Baking actor transforms¶

bake_transforms=True keyframes each actor's user_matrix per frame. The bpy mesh's vertex positions stay in local coords; the per-frame transform rides on obj.matrix_world (decomposed into location / rotation_quaternion / scale fcurves). Pairs naturally with the static-render path that already respects user_matrix for one-frame output.

import numpy as np
import pyvista as pv

pl = pv.Plotter(off_screen=True, window_size=(800, 600))
sphere = pv.Sphere(radius=0.5)
actor = pl.add_mesh(sphere, color="#dec27c", pbr=True)
pl.add_mesh(pv.Cube(), color="gray", opacity=0.15)
pl.camera_position = [(6, 0, 3), (0, 0, 0), (0, 0, 1)]

n_frames = 60


def update(frame: int) -> None:
    # Orbit the sphere around the origin in the XY plane.
    angle = frame * (2.0 * np.pi / n_frames)
    m = np.eye(4)
    m[0, 3] = 2.0 * np.cos(angle)
    m[1, 3] = 2.0 * np.sin(angle)
    actor.user_matrix = m


pl.blender.export_animation_blend(
    "orbit.blend",
    update,
    frames=range(n_frames),
    fps=30,
    bake_transforms=True,
)
pl.close()

Open orbit.blend and the sphere orbits the cube. Only varying actors are keyframed; the cube (static user_matrix) leaves the saved action untouched.

Baking light animation¶

bake_lights=True keyframes each pv.Light's world pose, intensity, and colour per frame. The bridge mirrors the camera path: the PyVista light is sampled at every frame_index, and the resulting state lands on the corresponding PVLight_{i} bpy object's location

• rotation_quaternion and on its light data-block's energy / color. Only the channels that actually vary across frames get keyframed, so static lights stay clean.

import numpy as np
import pyvista as pv

pl = pv.Plotter(off_screen=True, window_size=[800, 600])
pl.add_mesh(pv.Sphere(), color="#dec27c", pbr=True)
pl.camera_position = [(3, 0, 0), (0, 0, 0), (0, 0, 1)]

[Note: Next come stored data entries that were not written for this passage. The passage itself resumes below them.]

PR #9606, opened 2017-11-29
add subscription cancellation instructions for free Group Plans subscriptions

### LINKED ISSUE #8874: cancel subscription message is incorrect for free subscriptions from group plans
When you have a free subscription from a group plan, the Settings > Subscription page displays this error message just below the blue "Subscribed" box:
`String 'cancelSubInfoGroup Plan' not found.`

It should show instead show a message explaining that the owner of the Group Plan can cancel the Group Plan by going to the guild or party that contains the plan, clicking on the "Payment Details" tab, and then clicking on the "cancel" button. We fairly often see questions from plan owners about how to cancel and they're often looking in the Subscription page for that option, so having the message there would be helpful.

~@lemoness This will require website changes. Do you want this fixed before the website improvement project is finished or should it wait?~ EDIT: this is ready to be worked on

Thanks to DudleyPippin (dbe40e7b-e9b6-48b1-8fc4-124ab64239e2) for reporting this in the Report a Bug guild!

Alys:
fixes https://github.com/HabitRPG/habitica/issues/8874

When you have a free subscription from a Group Plan, the cancellation section in the Subscription page currently has a missing string error. This PR inserts a message instead.

Current website with error at the bottom of this screenshot:

This PR:

The new wording is:
_Because you have a free subscription from a Group Plan, you cannot cancel it. It will end when you are no longer in the Group. If you are the Group leader and want to cancel the entire Group Plan, you can do that from the group's "Payment Details" tab._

# A light that orbits the sphere and pulses in intensity.
light = pv.Light(position=(5, 0, 5), light_type="scene light", intensity=1.0)
pl.add_light(light)

n_frames = 60


def update(frame: int) -> None:
    angle = frame * (2.0 * np.pi / n_frames)
    light.position = (5.0 * np.cos(angle), 5.0 * np.sin(angle), 5.0)
    light.intensity = 0.5 + 0.5 * np.sin(angle * 2.0)


pl.blender.export_animation_blend(
    "lit.blend", update, frames=range(n_frames), fps=30,
    bake_lights=True,
)
pl.close()

The vtkLightKit default lights (PVLight_0 through PVLight_4) stay static; only the explicit pv.Light added above carries keyframes (it lands at PVLight_5).

Compression¶

bpy.ops.wm.save_as_mainfile accepts a compress kwarg, defaulting to False (uncompressed). The bridge doesn't surface that knob — the resulting file may end up zstd-compressed anyway on Blender 5.x depending on the user-preferences override. Tests that need to be robust should accept both the uncompressed BLENDER magic and the zstd \\x28\\xb5\\x2f\\xfd magic.